The March, 2006, issue of Scientific American has a good summary of the start of the art in machine translation (MT), including an introduction to the latest phase: statistical machine translation.
The promise of machine translation has languished since the 1950s, when IBM and Georgetown University collaborated on a system to translate Russian into English. Despite repeated predictions of true MT being just around the corner, we remain wholly dependent on human translators for high-quality translations. Current MT can provide quick and dirty translations, gisting of lengthy documents, and even handle simple material with a well-defined grammar and vocabulary, but that's the limit.
The question is: will statistical machine translation do any better? The approach here is to use the vast amounts of parallel texts now available on the Web as a resource for statistical processing to find likely matches, and use Bayesian probability analysis when an exact match cannot be found. Google, of course, is deeply involved in this, as is Microsoft and the other major players in the IT industry. MT has been a potential killer app for more than a decade, though no product has reached the market so far.
The statistical approach makes several risky assumptions. First, the parallel texts found on the Web are actually good translations, something that without human review will remain unknown, though the greater the number of texts, the more likely this issue will be minimized. Second, the text to be translated contains no new words, phrases, idioms, slang, or terminology, all of which will be subject to the vagaries of statistical analysis, and likely produce some amusing and some misleading results. Third, the statistical approach ignores, as do other approaches, input from linguists and translators. IBM's Deep Blue was carefully and thoroughly trained by chess experts, which in turn led to its ability to defeat Garry Kasparov in 1997. A similar approach in the development of MT is lacking.
Statistical machine translation has its champions, particularly Kevin Knight, founder of Language Weaver, the only statistical MT company around now. It also has its detractors: Systran, a traditional MT company, as well as the ATA, which believes that MT is all hype with no hope, and Keith Devlin, head of Stanford University's Center for the Study of Language and Information, who believes that human-level translation is not achievable by machines.

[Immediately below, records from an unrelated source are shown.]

PR #283, opened 2023-04-07
cgroup2: rm/simplify some code

kolyshkin:
Please see individual commit messages for details.

This should make #381 way simpler

### DIFF
--- a/cgroup2/manager.go
+++ b/cgroup2/manager.go
@@ -523,7 +523,7 @@ func (c *Manager) Stat() (*stats.Metrics, error) {
 	if err != nil {
 		return nil, err
 	}
-	out := make(map[string]interface{})
+	out := make(map[string]uint64)
 	for _, controller := range controllers {
 		switch controller {
 		case "cpu", "memory":
@@ -535,7 +535,7 @@ func (c *Manager) Stat() (*stats.Metrics, error) {
 			}
 		}
 	}
-	memoryEvents := make(map[string]interface{})
+	memoryEvents := make(map[string]uint64)
 	if err := readKVStatsFile(c.path, "memory.events", memoryEvents); err != nil {
 		if !os.IsNotExist(err) {
 			return nil, err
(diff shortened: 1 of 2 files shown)


dcantah (approved):

cgroup2/manager.go
```diff
@@ -541,14 +535,6 @@ func (c *Manager) Stat() (*stats.Metrics, error) {
...
 		}
 	}
-	for _, name := range singleValueFiles {
-		if err := readSingleFile(c.path, name, out); err != nil {
-			if os.IsNotExist(err) {
-				continue
-			}
-			return nil, err
-		}
-	}
```
dcantah, line 551: I guess there is a slight distinction in that the old behavior, if we failed to read the file and it wasn't because it didn't exist we'd error out of Stat(), but.. not sure that's worth keeping around like 3 of the same function

kolyshkin: Yes, I saw that one and did not think it's a deal breaker ever.

cgroup2/manager.go
```diff
@@ -519,17 +518,12 @@ func (c *Manager) MoveTo(destination *Manager) error {
...
-	"pids.max",
-}
-
 func (c *Manager) Stat() (*stats.Metrics, error) {
 	controllers, err := c.Controllers()
 	if err != nil {
 		return nil, err
 	}
-	out := make(map[string]interface{})
+	out := make(map[string]uint64)
```
dcantah, line 526: Oh nice, looking now this is the better option as I don't think any of the stat files can have "max"

cgroup2/manager.go
dcantah: I don't either (you can resolve this, just wanted to point out the only behavioral difference I could see in the first commit)

dcantah (approved):

manugupt1 (approved):

dims (approved):
LGTM

(tried https://go.dev/play/p/eKHaT5V5RJ5)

So what does the future hold? First, machine translation and machine-assisted translation software that makes translators' work go more smoothly and quickly. Second, incremental improvements in translation memories, online glossaries, parallel text processing (statistical or otherwise), and rules used in MT software. Finally, if we ever do create a sentient, artificial intelligence, that may be able to translate at or even above a human's level. But that future is far off.